By reading this article you are, in fact, exercising your phonological working memory. Whether you are reading out loud or silently, you are saying the words as you read them. If reading silently to yourself, the articulation process (inner voice) is activated. Information regarding this activity is communicated to circuits of neurons in the auditory system, which subsequently allows the words to be 'heard' (inner ear). The information is then looped back to the articulatory system, which silently repeats the word. This loop continues until the individual's attention turns to something else or it is replaced with new information.
According to Baddeley et al. (1975)4, the capacity of the Phonological Loop is determined by how much information an individual is able to rehearse in a two second period.
The Visuo-Spatial Sketchpad
A lot of the information we process is non-verbal, and this information is served by the Visuo-Spatial Sketchpad. As with the Phonological Loop, the Visuo-Spatial Sketchpad can be broken down into two sub-systems:
the Visual Cache - stores information about form and colour
the Inner Scribe - arranges objects in the visual field
For example, if you were to look out of your window and then close your eyes you would be able to imagine the scene in your mind's eye. You may also be able to visualise a journey you take regularly, or recall your favourite painting in a gallery you've visited. All of these tasks involve an interaction between the visual cache, inner scribe and central executive, which returns the memory to your conscious attention.

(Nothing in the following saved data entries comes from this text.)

Issue #2350, opened 2022-07-22
add webxdc apps to home screen


r10s:
for much better integration, there should be an option that allows adding a Webxdc app to the home screen:

- [x] add "Add to Home Screen" to the Webxdc's menu in the upper right corner as well as to the context-overflow-menu when long-tapping a webxdc in the chat
- [x] once selected, an icon is added to the home screen (using Webxdc document name, app name and icon) and a toast as "Done." or so is shown. no need to show a confirmation dialog as an icon can be deleted easily. EDIT: some show a confirmation dialog on their own,
- [x] tapping the icon from the home screen opens the app directly 
- [x] make sure, this does not crash with multi-account, a first attempt may be to start only webxdc from the same account and show a warning otherwise
- [x] back button should go back one level up inside delta, this is the intuitive thing when talking to many ppl and also what other messenger are doing in similar cases [^1]
- [x] deal with deleted webxdc, print a warning (icon removal seems not to be possible on android)

[^1]: also, that seems to be recommended by android ux guides as well, see https://developer.android.com/training/notify-user/navigation for notifications that deep link in a similar way.  
if we would go back to the homescreen on "back button pressed", the question will arise how to stay inside delta, we would need an extra "Show in Chat" item in this case - and the user has to find and to understand it. compared to that, just going back one level as usual seems more intuitive - and if one really wants to go back to the homescreen, one can press the back button several times.

PR #2353, opened 2022-07-23
option to add webxdc apps to home screen

r10s:
this pr adds an option to add webxdc app icons to the launcher ...

... and start webxdc apps from there directly ...

see commit "[recreate back stack, if possible](https://github.com/deltachat/deltachat-android/pull/2353/commits/0d63f3505cc4eb43a3f08339614d7f81cc7e5163)" for a discussion about about back stack.

closes https://github.com/deltachat/deltachat-android/issues/2350

### DIFF
--- a/src/org/thoughtcrime/securesms/WebxdcActivity.java
+++ b/src/org/thoughtcrime/securesms/WebxdcActivity.java
@@ -259,7 +259,7 @@ public class WebxdcActivity extends WebViewActivity implements DcEventCenter.DcE
         .build();
 
       if (ShortcutManagerCompat.requestPinShortcut(context, shortcutInfoCompat, null)) {
-        Toast.makeText(context, R.string.done, Toast.LENGTH_LONG).show();
+        Toast.makeText(context, R.string.done, Toast.LENGTH_SHORT).show();
       } else {
         Toast.makeText(context, "ErrAddToHomescreen: requestPinShortcut() failed", Toast.LENGTH_LONG).show();
       }
--- a/src/org/thoughtcrime/securesms/WebxdcActivity.java
+++ b/src/org/thoughtcrime/securesms/WebxdcActivity.java
@@ -96,18 +96,24 @@ public class WebxdcActivity extends WebViewActivity implements DcEventCenter.DcE
     int appMessageId = b.getInt("appMessageId");
 
     this.dcContext = DcHelper.getContext(getApplicationContext());
-    this.dcAppMsg = this.dcContext.getMsg(appMessageId);
-    // `msg_id` in the subdomain makes sure, different apps using same files do not share the same cache entry
-    // (WebView may use a global cache shared across objects).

A classic study of visual working memory was conducted by Shepard & Metzler (1971)5. They asked participants to complete a mental rotation task. Participants had to say whether two drawings of three-dimensional cube structures were the same structure or different structures (see picture to the right). The researchers found that people are able to accurately recognise when the pairs of shapes matched. However, participants took longer to work this out if one of the drawings had been rotated, so as to show the structure from a different angle. This exercise demonstrates the role of visual working memory in recognising objects (the visual cache) as well as mentally manipulating an object to decide whether two objects are the same (viewed from different angles) or different; making use of the inner scribe.
How Does Working Memory Work?
So far we have outlined the component parts of the working memory and provided some experimental evidence to support their role in the model. It is worth briefly considering the model, not as its constituent parts but as a complete function.
The favoured view of working memory is the 'resource sharing model' proposed by Daneman & Carpenter (1980, see Central Executive) - though it was not referred to as the resource sharing model until 2001 - which suggests cognitive resources are divided between tasks, which compete for the attention and resources of working memory.
A large body of dual-task studies provide evidence supporting this model. Completing two tasks that compete for the same resource at the same time leads to a decrease in efficiency in both tasks. However, simultaneously completing two tasks, which make use of different components of working memory (for example, a verbal task and a visual task) does not negatively affect a person's ability to efficiently and accurately complete either task.
The case study of KF (Shallice & Warrington, 19706) - an individual who suffered brain damage as a result of a motorbike accident - provides evidence that the different slave systems within working memory are situated in different areas of the brain, and are therefore anatomically separate as well as cognitively distinct. KF suffered impairments in verbal information, but his memory for visual information was largely unaffected following the motorbike accident. Case studies, of course, may lack external validity as they are unable to assess whether it is possible to generalise the results of a specific case to a wider population.